There is so much fear. Why is there so much fear?
4 SEPTEMBER
Went to town for my two-day holiday. Stayed with B. in her new flat on the north bank. Three rooms to herself!!! But I don’t really like those old buildings, there are rats and roaches, and it feels so old and strange, as if somehow the famine years were still there, waiting. Was glad to get back to my little room here, all to myself but with others close by on the same floor, friends and colleagues. Anyway I missed writing in this book. I form habits very fast. Compulsive tendency.
Ana much improved: dressed, hair combed, was knitting. But session was dull. Asked her to think about pancakes, and there it came filling up the whole Uncon dimension, the hairy, dreary, flat wolf-pancake, while in the Con she was obediently trying to visualise a nice cheese blintz. Not too badly: colors and outlines already stronger. I am still willing to count on simple hormone treatment. Of course they will suggest ECT, and a coanalysis of the scope material would be perfectly possible, we’d start with the wolf-pancake, etc. But is there any real point to it? She has been a bakery packager for 24 years and her physical health is poor. She cannot change her life situation. At least with good hormone balance she may be able to endure it.
F. Sorde: rested but still suspicious. Extreme fear reaction when I said it was time for his first session. To allay this I sat down and talked about the nature and operation of the psychoscope. He listened intently and finally said, “Are you going to use only the psychoscope?”
I said Yes.
He said, “Not electroshock?”
I said No.
He said, “Will you promise me that?”
I explained that I am a psychoscopist and never operate the electroconvulsive therapy equipment, that is an entirely different department. I said my work with him at present would be diagnostic, not therapeutic. He listened carefully. He is an educated person and understands distinctions such as “diagnostic” and “therapeutic.” It is interesting that he asked me to promise. That does not fit a paranoid pattern, you don’t ask for promises from those you can’t trust He came with me docilely, but when we entered the scope room he stopped and turned white at sight of the apparatus. I made Dr. Aven’s little joke about the dentist’s chair, which she always used with nervous patients. F.S. said, “So long as it’s not an electric chair!”
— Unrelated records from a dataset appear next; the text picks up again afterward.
PR #166, opened 2019-05-30
Fix minor clippy warnings

lzutao:


src/pe/section_table.rs
```diff
@@ -227,14 +227,14 @@ mod tests {
     #[test]
     fn set_name_offset() {
         let mut section = SectionTable::default();
-        for (offset, name) in vec![
-            (0, b"/0\0\0\0\0\0\0"),
+        for &(offset, name) in [
+            (0usize, b"/0\0\0\0\0\0\0"),
```
philipc: The `usize` shouldn't have been needed.

PR #168, opened 2019-06-04
Add constants for ARM64_32 (ILP32 ABI on 64-bit ARM)

jan-auer:
This is used by the new Apple Watch. I have tried to get this as close as possible to what LLVM does, but I'm not 100% sure about the relocations mapping.


philipc:
> I'm not 100% sure about the relocations mapping.

LLVM treats `Triple::aarch64` and `Triple::aarch64_32` the same when printing relocation names.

I believe that with intelligent subjects it is much better not to make mysteries and so impose a false authority and a feeling of helplessness on the subject (see T. R. Olma, Psychoscopy Technique). So I showed him the chair and electrode crown and explained its operation. He has a layman’s hearsay knowledge of the psychoscope, and his questions also reflected his engineering education. He sat down in the chair when I asked him. While I fitted the crown and clasps he was sweating profusely from fear, and this evidently embarrassed him, the smell. If he knew how Rina smells after she’s been doing shit paintings. He shut his eyes and gripped the chair arms so that his hands went white to the wrist. The screens were almost white too. After a while I said in a joking tone, “It doesn’t really hurt, does it?”